PR #6192, opened 2017-04-24
Fix deprecated call to datetime64 for NP_EPOCH.

### LINKED ISSUE #6191: Fix deprecated datetime64 use for NP_EPOCH
From https://github.com/numpy/numpy/pull/6453 this causes a deprecation warning.
/cc @shoyer

chinasaur:
Fixes #6191
/cc @shoyer

### DIFF
--- a/bokeh/core/json_encoder.py
+++ b/bokeh/core/json_encoder.py
@@ -49,7 +49,7 @@ from ..util.serialization import transform_series, transform_array
 pd = import_optional('pandas')
 rd = import_optional("dateutil.relativedelta")
 
-NP_EPOCH = np.datetime64('1970-01-01T00:00:00Z')
+NP_EPOCH = np.datetime64(0, 's')
 NP_MS_DELTA = np.timedelta64(1, 'ms')
 
 class BokehJSONEncoder(json.JSONEncoder):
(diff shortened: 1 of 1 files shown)


bokeh/core/json_encoder.py
```diff
@@ -49,7 +49,7 @@
 pd = import_optional('pandas')
 rd = import_optional("dateutil.relativedelta")
 
-NP_EPOCH = np.datetime64('1970-01-01T00:00:00Z')
+NP_EPOCH = np.datetime64(0, 's')
```
shoyer: Note that you probably want to set the appropriate time units here for the constant, though I think this gets cast properly in arithmetic. NumPy's default time resolution is `us`.

bryevdv: Bokeh serializes to all date time values to FP ms since epoch. Would that just be `np.datetime64(0, 'ms')`? Agreed arithmetic probably makes things work but no reason not to be precise.

chinasaur: The 's' was for consistency with the current string parsed result, but yeah 'ms' makes more sense.  Might be a good idea to make this _NP_EPOCH while we're at it?

bryevdv: Sure that seems reasonable too

bryevdv:
Thanks @chinasaur !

EXERCISE DIRECTIONS: Note how many lines in the material hold the word "makes", and give that number by itself.

THE ANSWER: 2